Themes: Ladder to the Top, Righting the Wronged, Members of the Press
Main Cast: Gary Cooper, Barbara Stanwyck, Edward Arnold, Walter Brennan, Spring Byington
Release Year: 1941
Country: US
Run Time: 123 minutes
MPAA Rating: NR
Plot
The first of director Frank Capra's independent productions (in partnership with Robert Riskin), Meet John Doe begins with the end of reporter Ann Mitchell's (Barbara Stanwyck) job. Fired as part of a downsizing move, she ends her last column with an imaginary letter written by "John Doe." Angered at the ill treatment of America's little people, the fabricated Doe announces that he's going to jump off City Hall on Christmas Eve. When the phony letter goes to press, it causes a public sensation. Seeking to secure her job, Mitchell talks her managing editor (James Gleason) into playing up the John Doe letter for all it's worth; but to ward off accusations from rival papers that the letter was bogus, they decide to hire someone to pose as John Doe: a ballplayer-turned-hobo (Gary Cooper), who'll do anything for three squares and a place to sleep. "John Doe" and his traveling companion The Colonel (Walter Brennan) are ensconced in a luxury hotel while Mitchell continues churning out chunks of John Doe philosophy. When newspaper publisher D.B. Norton (Edward Arnold), a fascistic type with presidential aspirations, decides to use Doe as his ticket to the White House, he puts Doe on the radio to deliver inspirational speeches to the masses -- ghost-written by Mitchell, who, it is implied, has become the publisher's mistress. The central message of the Doe speeches is "Love Thy Neighbor," though, conceived in cynicism, the speeches strike so responsive a chord with the public that John Doe clubs pop up all over the country.

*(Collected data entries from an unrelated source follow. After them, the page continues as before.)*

PR #489, opened 2018-08-13
Add all certs.d/$host/*.crt CAs instead of only the last one

mtrmac:
(Really should add tests as well.)


rhatdan:
LGTM

TomSweeneyRedHat:
Change LGTM.
Maybe it's a lack of tea, but I'm not seeing how the title relates to the change.  It looks like you're still getting the same certs, but now only if they've not already been retrieved.
Test case or two would be good.

mtrmac:
> Maybe it's a lack of tea, but I'm not seeing how the title relates to the change. It looks like you're still getting the same certs, but now only if they've not already been retrieved.

The idea is supposed to be that
```go
tlsc.RootCAs = systemPool
```
overwrites the field, discarding CA certificates loaded by previous iterations of the loop.

But to be fair I haven’t actually tested that; so please hold on merging this until I write tests. This really is too important code not to have tests.

mtrmac:
Tests added (and they do show that this change is necessary).

runcom:
travis' complaining (???)

mtrmac:
> travis' complaining (???)

Yes, 
https://github.com/containers/storage/pull/210#issuecomment-416671810 . I can take a look tomorrow.

mtrmac:
👍

PR #491, opened 2018-08-21
Add manifest.Schema2HealthConfig.StartPeriod

nalind:
Add the StartPeriod field to the manifest.Schema2HealthConfig type.  It was added to the Docker API in 2016, but we picked up our definitions from a version that predated it.


mtrmac:
👍 pending tests.  Thanks!

PR #494, opened 2018-08-23
[WIP][RFC] torrent: allow pull/seed of OCI images using bittorent

giuseppe:
add support for pulling/seeding images through BitTorrent.

BitTorrent is used through the library: https://github.com/anacrolix/torrent

The quay.io registry has support for it, base the implementation on
how it is used there.

More details in the Skopeo PR that uses this branch: https://github.com/containers/skopeo/pull/540

### DIFF
--- a/docker/docker_image_src.go
+++ b/docker/docker_image_src.go
@@ -13,6 +13,7 @@ import (
 
 	"github.com/containers/image/docker/reference"
 	"github.com/containers/image/manifest"
+	"github.com/containers/image/torrent"
 	"github.com/containers/image/types"
 	"github.com/docker/distribution/registry/client"
 	"github.com/opencontainers/go-digest"
@@ -23,21 +24,35 @@ import (
 type dockerImageSource struct {
 	ref dockerReference
 	c   *dockerClient
+	t   *torrent.Client
 	// State
 	cachedManifest         []byte // nil if not loaded yet
 	cachedManifestMIMEType string // Only valid if cachedManifest != nil
+
+	trackers []string
 }
 
 // newImageSource creates a new ImageSource for the specified image reference.
 // The caller must call .Close() on the returned ImageSource.
 func newImageSource(sys *types.SystemContext, ref dockerReference) (*dockerImageSource, error) {
+	var t *torrent.Client
 	c, err := newDockerClientFromRef(sys, ref, false, "pull")
 	if err != nil {
 		return nil, err
 	}
+
+	if sys.DockerTryTorrent {
+		t, err = torrent.MakeClient(sys, logrus.GetLevel() == logrus.DebugLevel, false, 0)
+		if err != nil {
+			return nil, err
+		}
+	}
+
 	return &dockerImageSource{
-		ref: ref,
-		c:   c,
+		ref:      ref,
+		c:        c,
+		t:        t,
+		trackers: sys.DockerTorrentTrackers,
 	}, nil
 }
 
@@ -49,6 +64,9 @@ func (s *dockerImageSource) Reference() types.ImageReference {
 
 // Close removes resources associated with an initialized ImageSource, if any.
 func (s *dockerImageSource) Close() error {
+	if s.t != nil {
+		s.t.Close()
+	}
 	return nil
 }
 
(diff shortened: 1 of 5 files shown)


docker/docker_image_src.go
```diff
@@ -23,21 +24,35 @@ import (
 type dockerImageSource struct {
 	ref dockerReference
 	c   *dockerClient
+	t   *torrent.Client
 	// State
 	cachedManifest         []byte // nil if not loaded yet
-	cachedManifestMIMEType string // Only valid if cachedManifest != nil
+	cachedManifestMIMEType string // Only valid if cachedManifest != ni
```
rhatdan: You seem to have dropped a character on the comment?

torrent/no_torrent.go
```diff
@@ -0,0 +1,39 @@
+// +build !containers_image_include_torrent
```
rhatdan: Why such a long name?   Why not just  !torrent?

torrent/torrent.go
```diff
@@ -0,0 +1,295 @@
...
+		return nil, err
+	}
+
+	return &Client{
+		c:   c,
+		dir: dir,
+		sys: sys,
+	}, nil
+}
+func (t *Client) getTorrentUrl(ctx context.Context, info types.BlobInfo, registry string, ref reference.Named) url.URL {
```
rhatdan: Nit: add line.

types/types.go
```diff
@@ -385,6 +385,11 @@ type SystemContext struct {
 	// Note that this field is used mainly to integrate containers/image into projectatomic/docker
 	// in order to not break any existing docker's integration tests.
 	DockerDisableV1Ping bool
+	// If set, then try to pull layers using bittorent
+	DockerTryTorrent bool
```
rhatdan: Do we have to call this Docker?

rhatdan:
@mtrmac PTAL

types/types.go
giuseppe: I've called it Docker as it is used by the "docker://" transport as the other options.  Will we keep calling it "docker://"? :-)

torrent/no_torrent.go
giuseppe: updated to `torrent`

types/types.go
rhatdan: Yes,  until their is a standard...

torrent/no_torrent.go
mtrmac: Because c/image is a library, and the tags share the namespace all over the resulting binary, incl. the 100MB ones OpenShift creates. I’d much prefer namespacing the tags for that reason.

(Stand-alone apps like podman do not have to worry about this, and can live with short tags.)

TomSweeneyRedHat:
LGTM, assuming happy tests

giuseppe:
I was waiting for more feedbacks, I think this can be very helpful for pulling the same image(s) to different nodes at the same time, OpenShift/Kubernetes can take advantage of it.  To be useful in a local network, it is required to setup a local tracker.  Who could we ask on how this can be used within OpenShift?  @wking?

rhatdan:
How about @smartclayton

rhatdan:
@giuseppe Needs a rebase.  Also @vrothberg PTAL

vrothberg:
Before going into the code, I'd like to discuss this feature a bit. I join the discussion very late, please excuse that.

@giuseppe, what is the motivation / use case for this PR? I've not heard of torrent being used in such context before. For caching images (also locally or in air-gapped environments) we can use mirrors and soon any kind of registry (when sysregistriesv2 is properly integrated into the tools).

Besides increasing the complexity of Skopeo's cli, my biggest fear is that adding (and maintaining) this feature might turn into a burden.

In other words: given the many alternatives in the wild (and the distribution spec), how would we promote this feature?

giuseppe:
@vrothberg I see it useful from a local network, where the same image(s) is pulled multiple times from different nodes.  Think of OpenShift where the same images are pulled at the same time by multiple nodes.

What I don't like so far and stopped me for pushing it further:

- need to setup a local tracker, use the tracker on quay.io is not very helpful.  Local setup of quay.io?
- only the `dir` storage can be used as a cache.  Although we could probably be using the local layers cache that is being worked on for Buildah.  @nalind would it work for this use case?

vrothberg:
> @vrothberg I see it useful from a local network, where the same image(s) is pulled multiple times from different nodes. Think of OpenShift where the same images are pulled at the same time by multiple nodes.

I don't think that this discriminates enough from what can be achieved by using mirrors or configuring the `registries.conf` via the prefix semantics. There's also ways to use proxies. Please, don't consider me as a blocker, I just want to share my concerns.

giuseppe:
> I don't think that this discriminates enough from what can be achieved by using mirrors or configuring the `registries.conf` via the prefix semantics. There's also ways to use proxies. Please, don't consider me as a blocker, I just want to share my concerns.

I agree, I am also not convinced of how useful BitTorrent can be compared to the cost of setting it up.

Although, if we take into account a  a mirror then we still need an additional entity in the network and configure every node to use it, similarly to having a BitTorrent tracker.  Then with a mirror all the load will be on the single registry, while with BitTorrent it will be shared among all the nodes that share the image(s).

rhatdan:
Is there any way we could setup a test, where we pull down a large image via bittorant to 10 different nodes and see if it improves the speed?

rhatdan:
@giuseppe @mtrmac @vrothberg What is the state of this PR?  Should we move forward or close it?

PR #498, opened 2018-08-27
Only run git-validation on commits not already present upstream

mtrmac:
Right now, `make .gitvalidation` takes 2 minutes on my system, mostly re-validating commits that have been validated many times before. That means slow `make`, and slow CI.

Instead, inspired by `skopeo`'s `hack/make/.validate`, only validate commits not present in the upstream master brach.  This, even with the added network access, takes less than two seconds on short branches.

### DIFF
--- a/Makefile
+++ b/Makefile
@@ -91,13 +91,13 @@ lint:
 		exit 1; \
 	fi
 
-EPOCH_TEST_COMMIT ?= e68e0e1110e64f906f9b482e548f17d73e02e6b1
-
 # When this is running in travis, it will only check the travis commit range
 .gitvalidation:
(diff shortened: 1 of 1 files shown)


TomSweeneyRedHat:
LGTM
Neat change!

rhatdan:
We should get this change into libpod and buildah.
LGTM

mheon:
For libpod, we update the validation epoch every weekly release, so we're
never testing more than a week's worth of commits at a time - seems to work
well.

mtrmac:
> We should get this change into libpod and buildah.

Turns out this is a bit noisy right now (https://github.com/vbatts/git-validation/issues/36 ) — not a showstopper, but probably nice to fix before copying this into another project.

PR #504, opened 2018-09-12
Return error when response code is not 200

umohnani8:
After trying the v2 search endpoint, if the response code is not
200, return an error instead of logging it.


umohnani8:
@mtrmac PTAL

umohnani8:
Nevermind, don't actually need this.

Believing he is working for the good of America, Cooper agrees to front the National John Doe Movement -- until he discovers that Norton plans to exploit Doe in order to create a third political party and impose a virtual dictatorship on the country. The last of Capra's "social statement" films, Meet John Doe posted a profit, although Capra and Riskin were forced to dissolve their corporation due to excessive taxes. ~ Hal Erickson, All Movie Guide
Review
Meet John Doe is the Frank Capra movie that spoke most directly to the mood of the United States at the time that it was made. It's a fundamentally pessimistic film, without a positive resolution, and also an astonishingly mature movie -- virtually groundbreaking as a "message" movie aimed at a mainstream audience. Appearing in 1940, it closed out a decade that had been dominated by despair, disillusionment, dislocation (economic and personal), and desperation, a period characterized by a reliance on often inept government officials or duplicitous would-be leaders. All of these elements are present in Meet John Doe from its opening scene (a mass layoff at a newspaper), and they get addressed over and over again as the plot unfolds. The movie also had the courage to put some very attractive stars -- Gary Cooper and Barbara Stanwyck -- in some very unattractive roles, as two people putting over a huge fraud on a public that trusts them. It wasn't considered a very successful film in its own time, being a little too dark and mature amid the ominous reality of the European war being waged at the time, but it is probably the best of Capra's "message" pictures and his best slice-of-life drama other than It Happened One Night. One scene, in which Cooper's Long John Willoughby tries to address the crowd and is cut off, was mimicked (some would say perverted) in real life during the 1980 presidential campaign, when Ronald Reagan defiantly resisted being cut off during the New Hampshire debates. It was life imitating art, and Reagan played it even better than Cooper did in the movie. ~ Bruce Eder, All Movie Guide
Stephen Goosson - Art Director, Natalie Visart - Costume Designer, Arthur S. Black, Jr. - First Assistant Director, Frank Capra - Director, Dan Mandell - Editor, Dimitri Tiomkin - Composer (Music Score), Leo F. Forbstein - Musical Direction/Supervision, George Barnes - Cinematographer, Frank Capra - Producer, Jack Cosgrove - Special Effects, C.A. Riggs - Sound/Sound Designer, Robert R. Presnell, Sr. - Screen Story, Richard Connell - Screen Story, Robert R. Presnell, Sr. - Screenwriter, Robert Riskin - Screenwriter, Richard Connell - Screenwriter
The film was screenwriter Robert Riskin's last collaboration with Capra. The screenplay was derived from a 1939 film treatment, titled "The Life and Death of John Doe," written by Richard Connell and Robert Presnell who would go on to be the recipients of the film's sole Academy Awards nomination for Best Original Story. The treatment was based upon Connell's 1922 Century Magazine story titled "A Reputation."[1]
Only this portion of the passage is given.